======== MATERIALS PROVIDED
PR #555, opened 2015-04-15
More complete update history

greysteil:
Add dates of previous release candidates and the correct date for Media type registration.


dgeb:
Thanks @greysteil! You beat me to it. I just gave a talk that included these dates and have been meaning to send a PR just like this.

PR #531, opened 2015-03-30
New visual design including document outline navigation

wvteijlingen:
Pull request for https://github.com/json-api/json-api/issues/527. There are probably still some things to tweak.

PR #570, opened 2015-04-22
Adds table of contents to Format document.

jfinkels:
There seems to be no simple way to automatically generate a table of contents when rendering Markdown as HTML via GitHub Pages, so I generated this manually.


steveklabnik:
Thanks! This will be nice to have until https://github.com/json-api/json-api/pull/531 lands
================
YOUR TASK: Beginning at the line containing "PR #531, opened 2015-03-30", output exactly each line up to and including the last line of the material above.

ANSWER:
PR #531, opened 2015-03-30
New visual design including document outline navigation

wvteijlingen:
Pull request for https://github.com/json-api/json-api/issues/527. There are probably still some things to tweak.

PR #570, opened 2015-04-22
Adds table of contents to Format document.

jfinkels:
There seems to be no simple way to automatically generate a table of contents when rendering Markdown as HTML via GitHub Pages, so I generated this manually.


steveklabnik:
Thanks! This will be nice to have until https://github.com/json-api/json-api/pull/531 lands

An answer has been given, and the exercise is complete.